## What you are asked to do:
Go through the material line by line and copy each one with the word "canister".
*** Block opens ***
PR #272, opened 2021-05-17
canister: export max number of users metric

roman-kashitsyn:
This change adds new metrics: the range of user numbers a canister can
serve.  It's useful for adding alerts when the canister is close to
*** Block closes ***
## Answer section:
canister: export max number of users metric
This change adds new metrics: the range of user numbers a canister can
serve.  It's useful for adding alerts when the canister is close to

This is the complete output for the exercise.